PR #335, opened 2018-02-13
fixed & improved styles for modal box (according to the design)

MadinaShad:
# What does this PR do:

    - Fixes styles issue on IE 11
was:    
image 2018-02-07 at 3 34 50 pm

now:
screen shot 2018-02-15 at 15 50 40

    - Fixes styles issue on safari 9/10
was:
screen shot 2018-02-15 at 12 00 37

now:
screen shot 2018-02-15 at 15 41 16

   - Aligns height of content according to the design (small screen)
was: 
old

now: 
new

### DIFF
--- a/components/modal/modalContent.css
+++ b/components/modal/modalContent.css
@@ -3,6 +3,7 @@
   border-radius: var(--tx-generic-border-radius);
   color: var(--tx-generic-color-text-dark);
   font-family: var(--tx-generic-font-secondary-font-family), var(--tx-generic-font-secondary-generic-family);
+  flex: 1 0 auto;
 }
 
 .ui-modal-content-block__title {
--- a/components/modal/modalContent.css
+++ b/components/modal/modalContent.css
@@ -40,10 +40,6 @@
   border-radius: 0;
 }
 
-.ui-modal-content-block:last-of-type {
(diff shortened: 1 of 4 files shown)


components/modal/modalContent.css
```diff
@@ -40,10 +41,6 @@
   border-radius: 0;
 }
 
-.ui-modal-content-block:last-of-type {
-  height: 100%;
```
spzm: This increase height of last content block to fill left part modal window. Could you please check solution with adding `min-heigth` instead of removing `height`?

MadinaShad: fill left part modal window --> where can i check it? The height of the last block is stretched to the bottom, but it should be stretch by content inside

spzm: hmm, this stretching made me confused. Because on some design we have it stretched to the bottom but on some to content inside. So, if we are going to content inside version - I'm ok with it :)

iwwwi: @spzm we discussed with Gerard and the modal should wrap the content inside unlike the sidePanel. It is easy to get confused, and was not very clear on the designs also... Now the designs are updated, especially for small states.

PR #337, opened 2018-02-22
Improve handleClose method to use event

zanovski:
# What does this PR do:

Needed different behavior for cases when user will click on the cross button and on submit button. For now, I'm not able to distinguish this clicks. Because clicking on any close button or changing component's props will trigger handleClose method and onTryingToClose callback and there are no differences between this calls.

One way, which I found, is to pass the event to handleClose in case of interacting with any DOM element. In case of props are changed arguments will be empty.

diffs


asci:
Would be nice to update docs also

PR #338, opened 2018-02-22
Extend Badge component

### LINKED ISSUE #329: Improve Badge component to support other positions (i.e. centered ones)
# Description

** Aim of the exercise **
Using the records above, copy all lines that include the word "props".

** Output for this exercise **
Needed different behavior for cases when user will click on the cross button and on submit button. For now, I'm not able to distinguish this clicks. Because clicking on any close button or changing component's props will trigger handleClose method and onTryingToClose callback and there are no differences between this calls.
One way, which I found, is to pass the event to handleClose in case of interacting with any DOM element. In case of props are changed arguments will be empty.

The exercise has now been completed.